====== INFORMATION

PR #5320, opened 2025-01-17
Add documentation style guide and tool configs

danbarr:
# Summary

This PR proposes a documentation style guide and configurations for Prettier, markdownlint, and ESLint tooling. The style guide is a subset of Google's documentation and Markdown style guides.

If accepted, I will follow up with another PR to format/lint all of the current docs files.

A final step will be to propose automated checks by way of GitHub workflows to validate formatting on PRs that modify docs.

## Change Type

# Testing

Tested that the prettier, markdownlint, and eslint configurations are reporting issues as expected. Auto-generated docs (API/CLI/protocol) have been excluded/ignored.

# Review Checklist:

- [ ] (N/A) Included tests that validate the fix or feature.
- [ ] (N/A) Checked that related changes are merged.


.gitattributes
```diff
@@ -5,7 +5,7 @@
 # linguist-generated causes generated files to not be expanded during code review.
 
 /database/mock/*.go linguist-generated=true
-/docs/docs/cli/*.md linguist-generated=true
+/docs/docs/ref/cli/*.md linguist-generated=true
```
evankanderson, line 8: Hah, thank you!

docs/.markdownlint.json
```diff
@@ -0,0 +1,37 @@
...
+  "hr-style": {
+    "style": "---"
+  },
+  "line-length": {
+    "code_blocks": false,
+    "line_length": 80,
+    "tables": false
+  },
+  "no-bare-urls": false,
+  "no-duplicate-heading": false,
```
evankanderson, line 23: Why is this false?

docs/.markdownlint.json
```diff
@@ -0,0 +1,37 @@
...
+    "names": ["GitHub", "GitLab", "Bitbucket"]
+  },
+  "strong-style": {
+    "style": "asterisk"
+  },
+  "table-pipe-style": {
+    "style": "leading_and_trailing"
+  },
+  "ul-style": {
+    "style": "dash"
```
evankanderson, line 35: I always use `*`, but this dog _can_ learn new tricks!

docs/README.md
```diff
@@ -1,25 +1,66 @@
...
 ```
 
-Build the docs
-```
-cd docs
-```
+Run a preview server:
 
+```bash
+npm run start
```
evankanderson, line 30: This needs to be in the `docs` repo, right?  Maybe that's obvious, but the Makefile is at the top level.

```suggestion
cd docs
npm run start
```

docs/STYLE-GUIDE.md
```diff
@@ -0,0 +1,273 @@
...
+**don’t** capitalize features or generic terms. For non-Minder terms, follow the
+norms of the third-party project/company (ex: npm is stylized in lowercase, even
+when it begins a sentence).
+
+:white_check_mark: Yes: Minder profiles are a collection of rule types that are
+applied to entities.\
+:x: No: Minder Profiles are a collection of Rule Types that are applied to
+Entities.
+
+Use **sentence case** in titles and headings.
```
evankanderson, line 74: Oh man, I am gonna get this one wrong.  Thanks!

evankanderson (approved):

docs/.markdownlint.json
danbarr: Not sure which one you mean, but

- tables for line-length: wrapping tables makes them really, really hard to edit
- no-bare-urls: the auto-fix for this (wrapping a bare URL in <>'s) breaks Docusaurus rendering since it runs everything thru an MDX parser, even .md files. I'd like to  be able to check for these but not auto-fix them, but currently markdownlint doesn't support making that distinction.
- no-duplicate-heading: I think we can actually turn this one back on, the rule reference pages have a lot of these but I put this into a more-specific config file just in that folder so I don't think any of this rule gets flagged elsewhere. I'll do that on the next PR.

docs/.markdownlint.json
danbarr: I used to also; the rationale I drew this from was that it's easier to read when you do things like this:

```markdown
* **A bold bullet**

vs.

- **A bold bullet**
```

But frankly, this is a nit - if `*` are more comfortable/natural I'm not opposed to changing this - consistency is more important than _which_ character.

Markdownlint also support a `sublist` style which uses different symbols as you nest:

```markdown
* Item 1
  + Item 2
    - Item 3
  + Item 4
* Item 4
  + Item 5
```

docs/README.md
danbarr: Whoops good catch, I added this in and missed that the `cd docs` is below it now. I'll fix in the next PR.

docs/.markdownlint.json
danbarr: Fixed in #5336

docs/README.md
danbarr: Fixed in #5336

============
====== INFORMATION

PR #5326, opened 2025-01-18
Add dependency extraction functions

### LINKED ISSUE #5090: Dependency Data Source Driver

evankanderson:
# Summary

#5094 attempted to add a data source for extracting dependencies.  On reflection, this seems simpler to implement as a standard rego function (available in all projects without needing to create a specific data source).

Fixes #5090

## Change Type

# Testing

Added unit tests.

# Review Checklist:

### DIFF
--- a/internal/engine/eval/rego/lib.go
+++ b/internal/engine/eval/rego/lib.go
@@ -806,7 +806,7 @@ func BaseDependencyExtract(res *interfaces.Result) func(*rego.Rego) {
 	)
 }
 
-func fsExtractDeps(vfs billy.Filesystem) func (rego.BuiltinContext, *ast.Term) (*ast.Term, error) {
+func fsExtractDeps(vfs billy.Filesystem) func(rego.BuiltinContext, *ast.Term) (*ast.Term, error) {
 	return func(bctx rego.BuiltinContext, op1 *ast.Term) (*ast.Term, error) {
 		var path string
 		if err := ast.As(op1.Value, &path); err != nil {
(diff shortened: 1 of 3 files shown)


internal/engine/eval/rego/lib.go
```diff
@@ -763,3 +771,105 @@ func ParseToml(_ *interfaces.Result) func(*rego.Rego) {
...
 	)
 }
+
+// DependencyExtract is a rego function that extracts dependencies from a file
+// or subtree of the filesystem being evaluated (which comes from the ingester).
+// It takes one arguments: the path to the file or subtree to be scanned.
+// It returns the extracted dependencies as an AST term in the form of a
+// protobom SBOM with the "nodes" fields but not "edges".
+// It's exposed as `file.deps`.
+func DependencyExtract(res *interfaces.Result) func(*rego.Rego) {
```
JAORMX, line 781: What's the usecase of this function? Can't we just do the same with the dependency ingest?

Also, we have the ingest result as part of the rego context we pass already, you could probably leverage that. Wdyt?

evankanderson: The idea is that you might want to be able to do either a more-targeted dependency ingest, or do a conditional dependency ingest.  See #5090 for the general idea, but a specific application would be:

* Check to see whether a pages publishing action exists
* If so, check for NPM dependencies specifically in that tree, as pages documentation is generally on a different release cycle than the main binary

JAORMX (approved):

============

TASK TO CARRY OUT - Starting at the line above that contains "PR #5320, opened 2025-01-17", write out each line exactly until the line that contains "If accepted, I" has been written, and stop there.

TASK OUTPUT -
PR #5320, opened 2025-01-17
Add documentation style guide and tool configs

danbarr:
# Summary

This PR proposes a documentation style guide and configurations for Prettier, markdownlint, and ESLint tooling. The style guide is a subset of Google's documentation and Markdown style guides.

If accepted, I will follow up with another PR to format/lint all of the current docs files.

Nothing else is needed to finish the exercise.